Issue #97, opened 2020-08-10
align `winfo!()` with `info!()`


Lotterleben:
currently, the implementation of `winfo!()`  is prefixed with
```
// TODO share more code with `log`
```

It seems to be used in unit tests for encoding only (i.e. in encode.rs) so it should be reusing the code running for `info!()`– otherwise we can't really trust the tests to break (i.e. if we change info! but forget to update winfo! as well)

-*-

WHAT YOU NEED TO DO: Set every entry down verbatim.

SOLUTION FOR THIS EXERCISE:
Issue #97, opened 2020-08-10
align `winfo!()` with `info!()`


Lotterleben:
currently, the implementation of `winfo!()`  is prefixed with
```
// TODO share more code with `log`
```

It seems to be used in unit tests for encoding only (i.e. in encode.rs) so it should be reusing the code running for `info!()`– otherwise we can't really trust the tests to break (i.e. if we change info! but forget to update winfo! as well)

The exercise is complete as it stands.